Aim of the exercise
From the line containing "the default router." down to the last line of the records below, give every line again without any change.
BEGIN Extracted entries
PR #39, opened 2024-01-30
Updates to "5.2.1 Maintenance across stub router restarts"

### LINKED ISSUE #29: Some points to address from Darren Dukes' review
> 3 – section 5.2.1 discusses stub router restarts.  I assume the two stub routers are connected to the same AIL **and** to the same stub network.  I also assume the remembered prefix time includes remembering the prefix... The text doesn’t state this clearly.

Actually, the two stub routers might not be connected to the same stub network, and that should be okay. The point is to stabilize the on-link prefix on the AIL if it's provided by a stub router. If stub routers A and B are connected to the same AIL, only one will advertise an on-link prefix. If that one reboots, the other will remember that that prefix is on-link, so it will do the right thing with responses send to hosts on that prefix. The goal is to make sure that the router that rebooted _also_ considers that prefix on-link, even though it's never seen an RA. I think this section needs a bit of work; the clarifications you've requested would be part of that, but it was useful to re-think this based on your comments as well, because I think I see how to make this work in a relatively clean way.
  

> The WG comments were good, but I would add that the remembered prefix is immediately usable again if it’s a generated ULA, as mentioned in 5.2.2.  For any other stored prefix, would we not be better off to just follow the state machine, because we don’t know if we’ve changed infrastructure networks while shut down?

If we are not advertising the prefix on the link, because there's a usable prefix on the link, and we get a message from the stub network for an address on the remembered prefix, there are the following possibilities that I can think of:

1. The prefix is a DHCP prefix, meaning it's routable and doesn't belong to the stub router. In this case, the stub router could try to renew it; if that succeeds, it could assume that the prefix is valid on the AIL and forward packets to that prefix to the AIL. If that fails, it assumes the prefix is only reachable through a router, so it forwards the packet using its routing table, and hopes for the best.
2. The prefix is a prefix generated by that stub router. In this case, if the stub router is on a different AIL, it's immaterial, since the prefix isn't routable. So the stub router can assume that that prefix is on-link and forward packets for that prefix to the link; if they reach their intended destination, great. If not, nothing is lost.
3. The prefix is a stub-network-specific prefix. As an example, Thread uses the thread XPANID, which is a 48-bit number unique to a Thread network and its set of credentials, to generate a ULA prefix for the AIL. This means that if there are several stub routers connected to the same AIL and the same Thread network, they will all always advertise the same ULA on the AIL if there's no usable prefix there. This has a really nice benefit of increasing the stability of numbering on the wire in the presence of stub router reboots. This prefix isn't routable, so if the stub router gets connected to a different AIL, there's not much it can do about it. It's not actually clear what to do in this situation, since if there's another stub router still connected to the old AIL, we have ambiguous routing to that prefix on the stub network. In the case of Thread, we don't consider this a serious concern, since thread has similar locality to home networks: if you can't reach the home router, you probably can't reach the thread network you were connected to before either.

jwhui:
Fixes #29

### DIFF
--- a/draft-ietf-snac-simple.xml
+++ b/draft-ietf-snac-simple.xml
@@ -466,26 +466,20 @@
 	    and will drop the packet.
 	  </t><t>
 	    To address this problem, stub routers SHOULD remember the last time a prefix was advertised across restarts. On restart,
-	    the router can immediately begin deprecating the prefix, and can stop after the prefix valid lifetime goes to zero, based
-	    on the recorded time that the last advertisement was sent.
+	    the router configures the prefix on its interface but does not advertise it in Router Advertisements. Devices that are
+	    still using that prefix will be seen as on-link to the router, and so packets will be delivered using ND on-link rather
+	    than forwarded to the default router.
 	  </t><t>
 	    When a stub router has only flash memory with limited write lifetime, it may be inappropriate to do a write to flash
-	    every time an RA beacon containing a prefix is sent. In this case, the router SHOULD record the set of prefixes that have been advertised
END Extracted entries
Exercise output
+	    than forwarded to the default router.
 	  </t><t>
 	    When a stub router has only flash memory with limited write lifetime, it may be inappropriate to do a write to flash
-	    every time an RA beacon containing a prefix is sent. In this case, the router SHOULD record the set of prefixes that have been advertised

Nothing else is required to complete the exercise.